> _YOUR GOAL_
Where a line below includes the word "lines", copy that line.

───── TASK MATERIAL

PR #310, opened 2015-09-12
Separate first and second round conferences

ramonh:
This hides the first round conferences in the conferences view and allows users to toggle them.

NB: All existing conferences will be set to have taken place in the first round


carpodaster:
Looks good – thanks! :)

──────────
───── TASK MATERIAL

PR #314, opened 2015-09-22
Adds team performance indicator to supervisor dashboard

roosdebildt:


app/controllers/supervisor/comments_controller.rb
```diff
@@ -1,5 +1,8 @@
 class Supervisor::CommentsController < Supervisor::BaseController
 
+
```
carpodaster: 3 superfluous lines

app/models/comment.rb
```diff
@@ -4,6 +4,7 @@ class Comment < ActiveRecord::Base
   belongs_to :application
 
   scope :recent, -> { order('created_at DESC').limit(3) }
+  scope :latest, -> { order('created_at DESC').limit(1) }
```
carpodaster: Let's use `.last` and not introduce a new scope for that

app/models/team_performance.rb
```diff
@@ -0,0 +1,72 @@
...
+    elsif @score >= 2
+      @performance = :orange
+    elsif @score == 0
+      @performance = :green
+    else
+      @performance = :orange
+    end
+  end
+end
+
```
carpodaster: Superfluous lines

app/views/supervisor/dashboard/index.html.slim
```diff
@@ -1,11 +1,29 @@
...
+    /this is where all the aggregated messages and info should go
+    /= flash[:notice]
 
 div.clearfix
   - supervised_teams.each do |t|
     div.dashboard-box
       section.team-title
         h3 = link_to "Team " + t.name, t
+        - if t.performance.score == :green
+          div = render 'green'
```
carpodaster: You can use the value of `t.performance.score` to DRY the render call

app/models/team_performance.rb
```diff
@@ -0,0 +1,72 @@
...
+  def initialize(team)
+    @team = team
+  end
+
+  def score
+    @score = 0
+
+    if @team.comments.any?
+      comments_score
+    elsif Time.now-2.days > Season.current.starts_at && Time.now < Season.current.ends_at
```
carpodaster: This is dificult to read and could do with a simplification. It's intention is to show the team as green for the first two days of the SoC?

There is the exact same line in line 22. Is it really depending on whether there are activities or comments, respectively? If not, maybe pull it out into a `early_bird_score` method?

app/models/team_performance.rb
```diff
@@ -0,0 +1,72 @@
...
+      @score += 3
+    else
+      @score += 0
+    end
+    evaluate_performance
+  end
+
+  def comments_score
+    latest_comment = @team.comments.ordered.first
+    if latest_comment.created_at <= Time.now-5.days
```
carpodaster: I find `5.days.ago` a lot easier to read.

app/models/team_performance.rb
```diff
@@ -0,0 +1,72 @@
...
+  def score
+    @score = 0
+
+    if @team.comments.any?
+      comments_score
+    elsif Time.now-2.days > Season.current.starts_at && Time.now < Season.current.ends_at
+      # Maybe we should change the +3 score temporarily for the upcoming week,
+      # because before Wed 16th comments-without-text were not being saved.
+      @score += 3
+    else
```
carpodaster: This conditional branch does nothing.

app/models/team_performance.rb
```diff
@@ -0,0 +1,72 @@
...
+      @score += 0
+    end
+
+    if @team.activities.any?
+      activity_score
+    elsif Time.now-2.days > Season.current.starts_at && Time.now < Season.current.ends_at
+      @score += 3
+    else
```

──────────

> _RESPONSE_
carpodaster: 3 superfluous lines
carpodaster: Superfluous lines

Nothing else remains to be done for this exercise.